Dogs can be high maintenance, Robison Mullins says. But she and Kayo have a dog sitter they trust, and they plan to resume their world travels soon with a trip to Morocco.
In the meantime, catch Sophia Loren anywhere her mom is.
“I can’t imagine my life without her,” she says.
Aerodynamics expert: Pollywog
Chelsea Wells and Bryan Lindey’s kitten came flinging into their lives this past March.
They were just leaving the Wynnewood Kroger, and on noticing the feral cat colonies there, brought up the idea of adopting a cat.
At that moment, “I thought I saw a squirrel get clipped by a truck and fly into the air,” Chelsea says.
It landed at the curb of the median on Zang Boulevard and clung to the side.
“First of all, I pulled over, and people were honking at us,” Chelsea says.
The kitten was stunned and easy to grab by the scruff. It was mouth breathing and had a little bit of blood in its mouth.
Chelsea and Bryan drove home to the Wolf Creek area and put away their perishable groceries before running the wee thing up to the vet.
“Miraculously, absolutely nothing was wrong with her,” Bryan says. “It was an incredibly close shave.”
They think the wake of the wheel just blew her back and that she was stunned when she hit the curb, maybe biting her tongue.

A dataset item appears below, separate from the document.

Issue #1019, opened 2026-08-07
Query splitting breaks inside a dollar-quoted body (for some statements)


tconbeer:
A semicolon inside a `$$ … $$` body is treated as a statement separator:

It turns out the introduction was appropriately sensational.
Now this kitty, Pollywog, is a total hellraiser.
She’ll play hockey with an empty tin can on the tile floor at 5 a.m. and zoom from room to room. She gets into cabinets, fiddles with reachable artwork and scrunches up the bathroom rug.
“She never stops playing,” Bryan says.
Before becoming a teacher, Chelsea worked at a nonprofit cat shelter in Chicago for seven years. She says she felt bad adopting a “normal” feline because she’s called to take in special-needs cats. But soon after Pollywog, they adopted Meelo, a shy cat the house-sitter will never see, for example, and who hid for two days after the family returned from a trip this summer.
Pollywog and Meelo are now a bonded pair who cuddle and sleep together.
Chelsea and Bryan are both teachers at Yvonne A. Ewell Townview Center. She developed a three-year creative writing program that she teaches along with freshman English. He teaches senior English.
Their blended family also has four kids and two dogs, Dover and Snow Pea.
ranger
track star: ranger
This guy was a runner.
Laurie Baker lived in a condo backing up to Stevens Park Golf Course, and there was a little black dog around that no one could catch.
Golfers and neighbors would give him bits of hotdogs and whatnot. But he was fast, boy.
“Everybody at the golf course knew him, and one day somebody said, ‘We caught that dog,’” Baker says. “It turns out Angie got him.”
That’s 80-year-old Angie Manriquez of Angie’s Friends fame. The breaker of chains and coaxer of wary street dogs has been rescuing and comforting animals in West Dallas and Oak Cliff for decades. Three of her friends started the namesake nonprofit around her advocacy, and she still spends most of her time serving cat colonies and befriending neglected pets.
“So I went and got him from Angie,” Baker says.
The next morning, Baker was having coffee in her courtyard on the golf course. She looked down, and the dog was on the other side of the fence.
“He looked at me ... and then he took off,” she says.
Baker and Manriquez spent another week chasing him all over 18 holes of the golf course.
All the golfers and neighbors knew Ranger was missing, and one day while Baker was walking the course, a neighbor said, “I’m going catch your dog today.”
“How do you know?” Baker asked.
“I just gave him two tranquilizers.”
By the time Baker had walked home for a drink of water — it was the middle of summer — the neighbor called and said he got him.
That was six years ago.
“I had another dog that got hit by a car in 1996, and I wouldn’t get another dog,” Baker says. “Until this one.”
He may have been a golf-course rover, but Ranger is a faithful companion now.
When Baker sees him outside in the yard and claps for him to come in, he’ll run and leap into her arms.
He’s still afraid of strangers but will warm up eventually, she says.
Ranger gets only homemade sourdough dog treats since Baker is a home bread-maker, and he’s always making her laugh.
“He’s not the smartest dog, but he’s so funny,” she says. “I always say he gets by on his looks.”